-- Recorded information follows --

PR #6608, opened 2022-09-19
[DONT MERGE] Test detection model with real weight and image

YosuaMichael:
I did experiment and try to test detection model with real weight and image.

-- Recorded information concluded --

What to work on: Wherever the word "image" appears in the listing above, copy that line.

Solution to this task:
[DONT MERGE] Test detection model with real weight and image
I did experiment and try to test detection model with real weight and image.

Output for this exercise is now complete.